» **What you need to do**
Find the line containing "Added environment var section on Readme" in the entries below. Restate it and each line after it, word for word, up to and including the line containing "I'll try adding".

» **Records provided**
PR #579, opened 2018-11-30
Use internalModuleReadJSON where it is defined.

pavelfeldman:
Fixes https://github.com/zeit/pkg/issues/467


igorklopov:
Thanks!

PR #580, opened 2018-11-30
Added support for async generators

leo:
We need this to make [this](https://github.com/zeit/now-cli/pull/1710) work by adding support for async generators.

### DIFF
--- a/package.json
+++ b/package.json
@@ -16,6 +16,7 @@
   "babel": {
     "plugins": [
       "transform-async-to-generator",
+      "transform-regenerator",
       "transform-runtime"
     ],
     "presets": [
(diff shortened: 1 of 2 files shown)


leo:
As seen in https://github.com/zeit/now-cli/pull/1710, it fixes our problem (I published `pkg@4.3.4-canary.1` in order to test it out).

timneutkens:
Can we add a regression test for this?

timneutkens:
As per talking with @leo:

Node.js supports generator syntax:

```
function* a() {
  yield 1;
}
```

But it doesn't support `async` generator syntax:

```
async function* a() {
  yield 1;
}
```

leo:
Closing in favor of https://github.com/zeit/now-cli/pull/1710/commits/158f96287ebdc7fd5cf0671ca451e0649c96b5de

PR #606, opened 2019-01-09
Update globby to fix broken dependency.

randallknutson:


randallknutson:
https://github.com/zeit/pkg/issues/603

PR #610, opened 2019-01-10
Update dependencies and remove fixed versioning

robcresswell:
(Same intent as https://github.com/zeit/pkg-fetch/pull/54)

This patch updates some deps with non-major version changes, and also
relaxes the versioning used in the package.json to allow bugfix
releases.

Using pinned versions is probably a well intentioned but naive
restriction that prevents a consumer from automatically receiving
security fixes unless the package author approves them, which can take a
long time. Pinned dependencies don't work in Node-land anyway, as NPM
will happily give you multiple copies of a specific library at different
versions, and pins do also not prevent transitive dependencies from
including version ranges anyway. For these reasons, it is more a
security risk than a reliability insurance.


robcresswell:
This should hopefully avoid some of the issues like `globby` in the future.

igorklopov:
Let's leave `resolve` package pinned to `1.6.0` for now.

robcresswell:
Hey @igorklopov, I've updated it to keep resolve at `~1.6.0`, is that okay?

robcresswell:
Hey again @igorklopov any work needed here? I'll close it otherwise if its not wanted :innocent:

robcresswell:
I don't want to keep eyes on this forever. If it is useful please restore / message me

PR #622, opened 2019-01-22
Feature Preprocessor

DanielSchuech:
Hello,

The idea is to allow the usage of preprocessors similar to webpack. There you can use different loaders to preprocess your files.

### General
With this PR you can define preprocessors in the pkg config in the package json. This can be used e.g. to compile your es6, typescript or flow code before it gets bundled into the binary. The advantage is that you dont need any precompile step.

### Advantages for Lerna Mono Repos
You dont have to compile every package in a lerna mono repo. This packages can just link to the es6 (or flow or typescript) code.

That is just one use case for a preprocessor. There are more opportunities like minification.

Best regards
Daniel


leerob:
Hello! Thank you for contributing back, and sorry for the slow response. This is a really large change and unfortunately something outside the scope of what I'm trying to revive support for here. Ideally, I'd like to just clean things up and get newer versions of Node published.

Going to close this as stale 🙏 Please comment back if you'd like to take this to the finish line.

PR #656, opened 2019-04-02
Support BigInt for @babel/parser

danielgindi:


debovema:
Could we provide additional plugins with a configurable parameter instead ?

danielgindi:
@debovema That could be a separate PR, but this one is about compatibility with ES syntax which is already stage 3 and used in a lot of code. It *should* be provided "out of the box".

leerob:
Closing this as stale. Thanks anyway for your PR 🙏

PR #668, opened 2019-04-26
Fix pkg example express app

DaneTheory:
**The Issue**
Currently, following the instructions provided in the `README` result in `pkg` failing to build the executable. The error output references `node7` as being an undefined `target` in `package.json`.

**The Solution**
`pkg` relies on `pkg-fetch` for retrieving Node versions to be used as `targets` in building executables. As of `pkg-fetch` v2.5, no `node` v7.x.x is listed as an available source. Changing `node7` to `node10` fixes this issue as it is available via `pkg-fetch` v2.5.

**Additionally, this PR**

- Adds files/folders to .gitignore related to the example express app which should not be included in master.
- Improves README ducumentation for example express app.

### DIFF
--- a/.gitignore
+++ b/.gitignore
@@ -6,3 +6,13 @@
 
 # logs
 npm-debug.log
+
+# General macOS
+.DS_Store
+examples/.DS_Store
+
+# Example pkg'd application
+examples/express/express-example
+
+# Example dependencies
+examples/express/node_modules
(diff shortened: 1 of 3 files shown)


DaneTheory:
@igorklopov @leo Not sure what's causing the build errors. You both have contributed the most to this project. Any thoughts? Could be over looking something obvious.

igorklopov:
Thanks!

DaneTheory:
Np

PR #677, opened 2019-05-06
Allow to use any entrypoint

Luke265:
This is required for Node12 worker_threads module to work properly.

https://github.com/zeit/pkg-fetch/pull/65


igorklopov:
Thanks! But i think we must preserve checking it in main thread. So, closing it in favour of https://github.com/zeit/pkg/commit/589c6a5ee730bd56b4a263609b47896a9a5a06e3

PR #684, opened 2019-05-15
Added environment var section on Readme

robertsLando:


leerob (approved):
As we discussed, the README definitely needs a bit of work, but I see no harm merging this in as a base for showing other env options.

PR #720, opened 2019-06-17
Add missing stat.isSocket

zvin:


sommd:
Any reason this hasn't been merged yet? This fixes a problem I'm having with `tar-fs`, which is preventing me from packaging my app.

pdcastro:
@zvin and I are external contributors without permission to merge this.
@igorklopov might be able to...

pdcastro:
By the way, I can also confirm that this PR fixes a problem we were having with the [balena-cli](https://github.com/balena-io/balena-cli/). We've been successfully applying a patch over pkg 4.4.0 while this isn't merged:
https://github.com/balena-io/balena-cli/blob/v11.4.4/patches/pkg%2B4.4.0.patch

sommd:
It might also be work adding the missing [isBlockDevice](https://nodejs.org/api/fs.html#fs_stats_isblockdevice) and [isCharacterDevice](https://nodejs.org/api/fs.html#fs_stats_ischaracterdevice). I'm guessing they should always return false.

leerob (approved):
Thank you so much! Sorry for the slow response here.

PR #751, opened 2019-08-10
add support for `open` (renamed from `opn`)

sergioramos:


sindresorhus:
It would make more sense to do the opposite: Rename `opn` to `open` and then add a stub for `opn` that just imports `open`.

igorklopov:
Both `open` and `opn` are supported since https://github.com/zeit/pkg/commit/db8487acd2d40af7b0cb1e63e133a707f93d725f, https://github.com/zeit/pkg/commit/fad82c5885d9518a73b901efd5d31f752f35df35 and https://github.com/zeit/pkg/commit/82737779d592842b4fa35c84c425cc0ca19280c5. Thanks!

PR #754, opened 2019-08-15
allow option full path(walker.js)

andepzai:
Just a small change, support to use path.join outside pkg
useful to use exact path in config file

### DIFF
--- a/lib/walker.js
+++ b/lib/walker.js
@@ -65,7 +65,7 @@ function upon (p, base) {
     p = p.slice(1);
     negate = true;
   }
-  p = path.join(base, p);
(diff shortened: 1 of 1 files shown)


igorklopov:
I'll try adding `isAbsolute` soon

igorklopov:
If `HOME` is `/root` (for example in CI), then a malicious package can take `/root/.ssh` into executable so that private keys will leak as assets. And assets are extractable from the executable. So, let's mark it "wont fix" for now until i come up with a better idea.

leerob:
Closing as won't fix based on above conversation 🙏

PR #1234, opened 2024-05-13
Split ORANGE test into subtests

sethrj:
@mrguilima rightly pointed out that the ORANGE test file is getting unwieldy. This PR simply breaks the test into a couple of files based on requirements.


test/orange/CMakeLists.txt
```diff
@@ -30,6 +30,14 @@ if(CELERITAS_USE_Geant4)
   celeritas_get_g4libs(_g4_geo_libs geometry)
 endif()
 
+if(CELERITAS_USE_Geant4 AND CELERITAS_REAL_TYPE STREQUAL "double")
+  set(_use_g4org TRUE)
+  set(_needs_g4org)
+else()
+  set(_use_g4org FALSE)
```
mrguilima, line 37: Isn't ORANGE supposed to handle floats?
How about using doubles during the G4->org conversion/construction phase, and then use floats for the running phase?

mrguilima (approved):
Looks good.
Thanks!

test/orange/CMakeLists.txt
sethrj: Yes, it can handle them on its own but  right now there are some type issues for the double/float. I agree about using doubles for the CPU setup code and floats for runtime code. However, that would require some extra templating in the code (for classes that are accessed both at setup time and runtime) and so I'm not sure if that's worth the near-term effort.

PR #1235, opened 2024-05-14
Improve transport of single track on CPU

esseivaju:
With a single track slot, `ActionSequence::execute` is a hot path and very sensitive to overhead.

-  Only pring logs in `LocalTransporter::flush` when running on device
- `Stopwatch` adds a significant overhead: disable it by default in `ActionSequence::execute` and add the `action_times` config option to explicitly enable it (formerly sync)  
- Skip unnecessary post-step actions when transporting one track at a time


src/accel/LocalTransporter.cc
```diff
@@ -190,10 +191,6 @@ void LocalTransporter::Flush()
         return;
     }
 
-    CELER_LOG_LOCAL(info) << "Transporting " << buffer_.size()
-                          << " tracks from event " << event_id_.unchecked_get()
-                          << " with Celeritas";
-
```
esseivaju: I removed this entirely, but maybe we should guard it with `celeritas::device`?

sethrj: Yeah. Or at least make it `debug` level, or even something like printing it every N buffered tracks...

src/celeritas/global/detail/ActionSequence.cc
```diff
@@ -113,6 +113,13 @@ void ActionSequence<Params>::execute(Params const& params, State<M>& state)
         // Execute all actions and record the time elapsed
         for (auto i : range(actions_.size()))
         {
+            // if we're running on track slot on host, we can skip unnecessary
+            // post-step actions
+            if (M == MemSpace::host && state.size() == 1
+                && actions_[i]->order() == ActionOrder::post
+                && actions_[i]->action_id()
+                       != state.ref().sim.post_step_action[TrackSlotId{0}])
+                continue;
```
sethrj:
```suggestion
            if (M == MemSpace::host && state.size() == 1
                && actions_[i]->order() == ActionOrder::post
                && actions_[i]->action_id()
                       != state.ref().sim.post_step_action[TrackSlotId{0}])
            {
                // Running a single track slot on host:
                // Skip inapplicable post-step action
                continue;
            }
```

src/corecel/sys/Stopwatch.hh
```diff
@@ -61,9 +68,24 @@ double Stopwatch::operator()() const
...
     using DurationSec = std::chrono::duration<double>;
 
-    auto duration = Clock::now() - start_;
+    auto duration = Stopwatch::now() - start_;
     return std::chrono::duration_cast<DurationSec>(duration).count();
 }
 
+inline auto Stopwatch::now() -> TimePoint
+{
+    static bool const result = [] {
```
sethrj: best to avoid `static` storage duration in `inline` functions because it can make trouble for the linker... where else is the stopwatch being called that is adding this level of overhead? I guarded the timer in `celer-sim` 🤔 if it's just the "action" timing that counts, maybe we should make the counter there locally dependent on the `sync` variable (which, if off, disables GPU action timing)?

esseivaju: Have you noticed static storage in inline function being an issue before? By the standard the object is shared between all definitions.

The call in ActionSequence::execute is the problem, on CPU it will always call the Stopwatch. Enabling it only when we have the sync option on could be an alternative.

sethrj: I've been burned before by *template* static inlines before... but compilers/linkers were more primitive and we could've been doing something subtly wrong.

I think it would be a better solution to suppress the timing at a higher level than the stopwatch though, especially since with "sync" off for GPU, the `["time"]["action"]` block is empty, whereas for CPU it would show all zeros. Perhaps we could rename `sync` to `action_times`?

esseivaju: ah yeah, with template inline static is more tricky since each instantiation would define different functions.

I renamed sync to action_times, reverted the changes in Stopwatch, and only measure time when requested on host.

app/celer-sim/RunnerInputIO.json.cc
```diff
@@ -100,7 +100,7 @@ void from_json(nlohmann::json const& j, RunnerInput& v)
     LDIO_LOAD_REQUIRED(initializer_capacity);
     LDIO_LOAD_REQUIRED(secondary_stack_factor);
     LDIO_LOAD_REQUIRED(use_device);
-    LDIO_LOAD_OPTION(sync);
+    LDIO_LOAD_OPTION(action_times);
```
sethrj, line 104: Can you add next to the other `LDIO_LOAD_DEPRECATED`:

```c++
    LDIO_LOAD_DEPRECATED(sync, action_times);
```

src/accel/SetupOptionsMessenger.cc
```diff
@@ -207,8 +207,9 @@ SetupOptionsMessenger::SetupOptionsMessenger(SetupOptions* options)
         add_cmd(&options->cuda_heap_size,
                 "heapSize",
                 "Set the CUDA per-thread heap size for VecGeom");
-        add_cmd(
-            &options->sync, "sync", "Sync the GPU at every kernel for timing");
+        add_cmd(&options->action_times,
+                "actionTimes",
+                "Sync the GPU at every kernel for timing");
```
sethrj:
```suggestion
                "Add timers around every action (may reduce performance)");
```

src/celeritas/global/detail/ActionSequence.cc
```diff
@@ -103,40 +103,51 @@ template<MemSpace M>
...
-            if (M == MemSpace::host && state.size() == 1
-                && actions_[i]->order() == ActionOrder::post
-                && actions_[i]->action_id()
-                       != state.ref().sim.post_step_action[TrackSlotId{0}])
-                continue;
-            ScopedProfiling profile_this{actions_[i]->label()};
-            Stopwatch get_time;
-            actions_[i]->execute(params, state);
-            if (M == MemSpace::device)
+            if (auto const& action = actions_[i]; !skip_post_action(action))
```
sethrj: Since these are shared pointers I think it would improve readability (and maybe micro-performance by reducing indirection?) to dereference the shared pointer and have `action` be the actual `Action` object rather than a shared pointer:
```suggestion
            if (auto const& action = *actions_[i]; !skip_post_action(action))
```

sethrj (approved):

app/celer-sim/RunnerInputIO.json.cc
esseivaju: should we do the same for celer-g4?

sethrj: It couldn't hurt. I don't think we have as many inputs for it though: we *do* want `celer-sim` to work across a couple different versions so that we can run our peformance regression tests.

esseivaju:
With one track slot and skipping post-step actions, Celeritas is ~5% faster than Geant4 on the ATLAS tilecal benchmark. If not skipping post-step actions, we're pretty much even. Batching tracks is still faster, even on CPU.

» **Response to this exercise**
Added environment var section on Readme

robertsLando:


leerob (approved):
As we discussed, the README definitely needs a bit of work, but I see no harm merging this in as a base for showing other env options.

PR #720, opened 2019-06-17
Add missing stat.isSocket

zvin:


sommd:
Any reason this hasn't been merged yet? This fixes a problem I'm having with `tar-fs`, which is preventing me from packaging my app.

pdcastro:
@zvin and I are external contributors without permission to merge this.
@igorklopov might be able to...

pdcastro:
By the way, I can also confirm that this PR fixes a problem we were having with the [balena-cli](https://github.com/balena-io/balena-cli/). We've been successfully applying a patch over pkg 4.4.0 while this isn't merged:
https://github.com/balena-io/balena-cli/blob/v11.4.4/patches/pkg%2B4.4.0.patch

sommd:
It might also be work adding the missing [isBlockDevice](https://nodejs.org/api/fs.html#fs_stats_isblockdevice) and [isCharacterDevice](https://nodejs.org/api/fs.html#fs_stats_ischaracterdevice). I'm guessing they should always return false.

leerob (approved):
Thank you so much! Sorry for the slow response here.

PR #751, opened 2019-08-10
add support for `open` (renamed from `opn`)

sergioramos:


sindresorhus:
It would make more sense to do the opposite: Rename `opn` to `open` and then add a stub for `opn` that just imports `open`.

igorklopov:
Both `open` and `opn` are supported since https://github.com/zeit/pkg/commit/db8487acd2d40af7b0cb1e63e133a707f93d725f, https://github.com/zeit/pkg/commit/fad82c5885d9518a73b901efd5d31f752f35df35 and https://github.com/zeit/pkg/commit/82737779d592842b4fa35c84c425cc0ca19280c5. Thanks!

PR #754, opened 2019-08-15
allow option full path(walker.js)

andepzai:
Just a small change, support to use path.join outside pkg
useful to use exact path in config file

### DIFF
--- a/lib/walker.js
+++ b/lib/walker.js
@@ -65,7 +65,7 @@ function upon (p, base) {
     p = p.slice(1);
     negate = true;
   }
-  p = path.join(base, p);
(diff shortened: 1 of 1 files shown)


igorklopov:
I'll try adding `isAbsolute` soon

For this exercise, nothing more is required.